PR #7448, opened 2019-07-29
Fix Java test case testChordControlCutAndPaste

JohnChen0:
Replacing sendKeys(Keys.CONTROL + ...) with keyDown(Keys.CONTROL),
to ensure the CONTROL key remains pressed.

### DIFF
--- a/java/client/test/org/openqa/selenium/interactions/CombinedInputActionsTest.java
+++ b/java/client/test/org/openqa/selenium/interactions/CombinedInputActionsTest.java
@@ -279,7 +279,6 @@ public class CombinedInputActionsTest extends JUnit4TestBase {
   @Test
   @Ignore(value = MARIONETTE, issue = "https://github.com/mozilla/geckodriver/issues/646")
   @NotYetImplemented(EDGE)
-  @NotYetImplemented(CHROME)
   public void testChordControlCutAndPaste() {
     assumeFalse("FIXME: macs don't have CONTROL key", getEffectivePlatform().is(Platform.MAC));
     assumeFalse("Windows: native events library  does not support storing modifiers state yet",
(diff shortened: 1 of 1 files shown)


barancev:
I'm against this change, this test checks that sendKeys supports "chords".

We can create another test that uses keyDown. Also there should be keyUp in this test to resolve the key.

JohnChen0:
I should have given more background on why I made this change. With a W3C spec compliant WebDriver, the Java binding translates the original code `sendKeys(Keys.CONTROL + "a" + "x")` into the following Perform Actions command:

```
{
   "actions": [ {
      "actions": [ {
         "type": "keyDown",
         "value": "\\ue009"
      }, {
         "type": "keyUp",
         "value": "\\ue009"
      }, {
         "type": "keyDown",
         "value": "a"
      }, {
         "type": "keyUp",
         "value": "a"
      }, {
         "type": "keyDown",
         "value": "x"
      }, {
         "type": "keyUp",
         "value": "x"
      } ],
      "id": "default keyboard",
      "type": "key"
   } ]
}
```

Note that the Control key is pressed and then released before the letters "a" and "x" are pressed, so this doesn't do what the test intends, i.e., pressing Control-a and Control-x.

I can see two ways to fix this:

1. Modify the Java binding code to recognize Control key (and other similar keys) as special, and don't send keyUp event until some later time.
2. Modify the test to use keyDown to send the Control key. This is the approach currently used by the .NET code (https://github.com/SeleniumHQ/selenium/blob/master/dotnet/test/common/Interactions/CombinedInputActionsTest.cs#L268).

I am happy with either approach.

barancev:
I've discussed this issue with @shs96c recently, and we concluded that it's a bug in the Java binding, the test is correct.

shs96c:
Because the test is correct, but the bug exists in the bindings, I've opened #7458 and I'm closing this PR. Thank you for submitting it --- we've found a new bug that we should really address.

JohnChen0:
Thanks for looking into this. I agree that fixing key chords in Java bindings will be better for users.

- **Problem to solve**
Where does the string "https" occur in the listing above? Return every line that contains it.

- **Output of the task**
   @Ignore(value = MARIONETTE, issue = "https://github.com/mozilla/geckodriver/issues/646")
2. Modify the test to use keyDown to send the Control key. This is the approach currently used by the .NET code (https://github.com/SeleniumHQ/selenium/blob/master/dotnet/test/common/Interactions/CombinedInputActionsTest.cs#L268).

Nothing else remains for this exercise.